» **What to produce**
Each line below with the string "token" should be copied.

─── Source data ───

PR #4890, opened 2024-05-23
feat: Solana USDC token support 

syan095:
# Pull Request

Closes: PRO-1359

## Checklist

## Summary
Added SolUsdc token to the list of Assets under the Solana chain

───

» **Solution to this task**
feat: Solana USDC token support 
Added SolUsdc token to the list of Assets under the Solana chain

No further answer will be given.